What are the Different Types of Veterinary Technician Jobs?

A veterinary clinic’s hierarchy is clearly defined. Each team member has a specific role to play in ensuring that the clinic runs smoothly in order to provide high-quality care to clients and patients. Veterinary technician jobs necessitate adaptability, character strength, and compassion. In a veterinary team’s hierarchy, the vet tech is above the vet tech assistant but below the veterinarian. It’s a good idea to have at least a basic understanding of what a veterinary technician does before enrolling in veterinary technician classes.

Each vet technician goes through two to four years of schooling in an accredited vet tech degree program, according to the American Veterinary Medical Association. After completing a vet tech program, the technician takes a national exam and registers for work in his or her geographic region if he or she passes. Vet techs are designated as NVTs (National Veterinary Technicians), CVTs (certified veterinary technicians), RVTs (registered veterinary technicians), or LVTs (licensed veterinary technicians) (licensed veterinary technician). These credentials differ depending on where you are, but they all refer to the same job title and training.
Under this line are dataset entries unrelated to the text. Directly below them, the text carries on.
PR #3248, opened 2024-07-02
Updating octokit to use latest version 13

davfost:
Updating octokit to use latest version 13

This is to try to address JSON conversion failure we are seeing in the production environment.

https://github.com/dotnet/dnceng/issues/3249

### DIFF
--- a/Directory.Packages.props
+++ b/Directory.Packages.props
@@ -82,7 +82,7 @@
     <PackageVersion Include="Newtonsoft.Json" Version="13.0.2" />
     <PackageVersion Include="NUnit" Version="3.13.3" />
     <PackageVersion Include="NUnit3TestAdapter" Version="3.16.1" />
-    <PackageVersion Include="Octokit" Version="12.0.0" />
+    <PackageVersion Include="Octokit" Version="13.0.0" />
     <PackageVersion Include="ServiceFabricMocks" Version="$(ServiceFabricMocksVersion)" />
     <PackageVersion Include="System.CommandLine" Version="2.0.0-beta1.21308.1" />
     <PackageVersion Include="System.Data.SqlClient" Version="4.8.6" />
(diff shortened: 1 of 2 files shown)


davfost:
Ops Issue : https://github.com/dotnet/dnceng/issues/3249

garath:
Looks like there is a breaking change in the API that needs to be resolved.

Directory.Packages.props
```diff
@@ -82,7 +82,7 @@
     <PackageVersion Include="Newtonsoft.Json" Version="13.0.2" />
     <PackageVersion Include="NUnit" Version="3.13.3" />
     <PackageVersion Include="NUnit3TestAdapter" Version="3.16.1" />
-    <PackageVersion Include="Octokit" Version="12.0.0" />
+    <PackageVersion Include="Octokit" Version="13.0.0" />
```
garath, line 85:
```suggestion
    <PackageVersion Include="Octokit" Version="13.0.1" />
```
Just noticed there was a .1 release. We may as well adopt the absolute latest while we're here.

davfost: Are you sure the new release is 'live'. It does not show up when I try to update the package in my local branch.

davfost: When I update the props file manually the local build fails because the octokit package cannot be found.

davfost: I am not updating the verions as I can't test this update locally.

garath: It is indeed published and publicly available: https://www.nuget.org/packages/Octokit/13.0.1

The restore is failing because dnceng repositories expect these sorts of packages from the from the Azure Packages mirror "[dotnet-public](https://dev.azure.com/dnceng/public/_artifacts/feed/dotnet-public)". Only Microsoft-created packages are automatically copied from NuGet to dotnet-public. Other packages must be explicitly requested via [this process](https://github.com/dotnet/arcade/blob/4a7d983f833d6b86365ea1b2b4d6ee72fbdbf944/Documentation/MirroringPackages.md). 

I suspect the the local build will succeed once that version is mirrored to dotnet-public.

garath (approved):
I'd like to see the latest Octokit get used but I won't block the PR on that as data indicates this will go a long way to solving current build problems.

A veterinary technician assistant is a person who has not completed the required veterinary technician training or licensing procedures. These individuals assist technicians in carrying out their responsibilities. In general, veterinary technicians can do everything except diagnose, prognose, prescribe treatment, and perform surgery. This means that veterinary technicians, including vet technician assistants, are responsible for a wide range of tasks throughout the workday.

Cleaning kennels and dog runs is a common task for vet techs, as are more skilled tasks like taking blood samples and administering medication, as well as assisting with surgery or administering and monitoring anesthesia. Some vet techs specialize in client-facing tasks, such as working the front desk, informing clients about the doctor’s instructions, or filing records. Others only work with patients, taking vital signs, restraints, and lab work. Most technicians do a combination of these tasks. All of these skills, as well as others, are taught in veterinary technician classes, so each tech is prepared to perform these tasks if the need arises.

There are specialized areas a technician can learn about in addition to standard veterinary technician jobs. These specialties necessitate additional education and range from large animal care to exotic animal care to anesthesia and nutrition. Training in a specialized field can assist aspiring veterinary technicians in obtaining higher-paying or more prestigious positions.